The CASERM project represents a significant effort towards a Coq-based design and verification method for reconfigurable multi-view embedded systems. The use of a proof assistant to support such a framework is motivated by the fact that the systems that we target are both extremely complex and critical.
Embedded systems are present in our everyday life. The common characteristics shared by these systems is that, on top of functionality requirements, they must satisfy additional constraints on e.g. reactivity, reliability, and resource consumption. These constraints arise from the fact that embedded systems must adapt to their physical environment and only have limited resources. Designing and verifying embedded systems requires means to handle these multiple views of a system as well as their interaction.
The need for embedded systems to reconfigure is nowadays felt in many application domains, including safety critical ones (transport, energy, health, …). For instance, a reconfiguration may be necessary in order to adapt to a failure, to cope with new requirements, or following a hardware update. Despite recent advances, the current state of the art does not yet provide integrated formal methods and tools for the design and analysis of reconfigurable multi-view embedded systems. This is the goal of the CASERM project.
Our long-term goal of a Coq-based design and verification tool chain for reconfigurable embedded systems is very ambitious. To approach that objective, we will address in CASERM the three following challenges.
A. Modeling. Modern embedded system architectures, such as those developed using the AUTOSAR standard, involve multiple views of a given system, including logical views of application components, and physical views encompassing the assembly and mapping of application components on a given hardware architecture. They combine functional specifications with quantitative resource related constraints, and component reliability requirements. But multi-view modeling is still poorly understood, and its support in system modeling or architectural description languages remains unsatisfactory. There is also an increasing need for support of dynamicity and reconfiguration, which were until recently out of the scope of research dealing with critical real-time systems design.

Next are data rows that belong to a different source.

PR #4790, opened 2024-05-21
docs(uuid): update module docs

marvinhagemeister:
- Some wording changes
- Show an example of how to use this module on the main page on jsr.io


uuid/mod.ts
```diff
@@ -2,17 +2,26 @@
...
- * Based on {@linkcode https://www.npmjs.com/package/uuid | npm:uuid}, which is
- * based on {@link https://www.rfc-editor.org/rfc/rfc4122.html | RFC 4122}.
- *
- * Support for RFC4122 version 1, 3, 4, and 5 UUIDs
+ * Based on {@linkcode https://www.npmjs.com/package/uuid | npm:uuid}.
  *
  * This module is browser compatible.
  *
+ * @example
+ * ```js
```
iuioiua, line 16: Nit: for consistency with the rest of the codebase.
```suggestion
 * ```ts
```

uuid/mod.ts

B. Analysis. There are several open questions arising from the dynamical aspects of real-time systems. Classically, real-time systems are modeled and analyzed using static analysis. The parameters of the system are given, typically the periods and the Worst-Case Execution Time (WCET) of the software tasks, and their Worst-Case Response Times (WCRT) are computed thanks to a static analysis of the system. Such static analyses are also relevant to deal with systems that combine hard and soft constraints. However, when the system to be studied is subject to dynamic reconfigurations, the analysis must be performed following each reconfiguration, hence online. The main challenge we will address in this respect is twofold: (i) to introduce meaningful probabilistic constraints in real-time systems and to formulate optimization problems based on those probabilistic constraints, and (ii) to develop new online scheduling algorithms based on learning techniques.
C. Certification. Not even mentioning multiview and dynamic aspects, there are very few attempts at substantiating research results for real-time systems by mechanically proving and verifying them. Until recently, existing attempts lacked a common foundation, preventing them from being put together, and the generality and expressivity to incorporate real-world issues such as OS overheads. The Prosa initiative is an attempt at addressing this need which we intend to contribute to. An additional challenge in this area lies in the fact that it does not seem realistic to certify commercial tools performing e.g. response-time analysis without sacrificing their efficiency and flexibility. An alternative is to consider result certification, which only requires a lightweight program modification to make sure that sufficient information is logged during analysis for generating a posteriori a result certificate.
Our work program is structured around four complementary tasks: one per challenge identified above and a fourth task dedicated to case studies.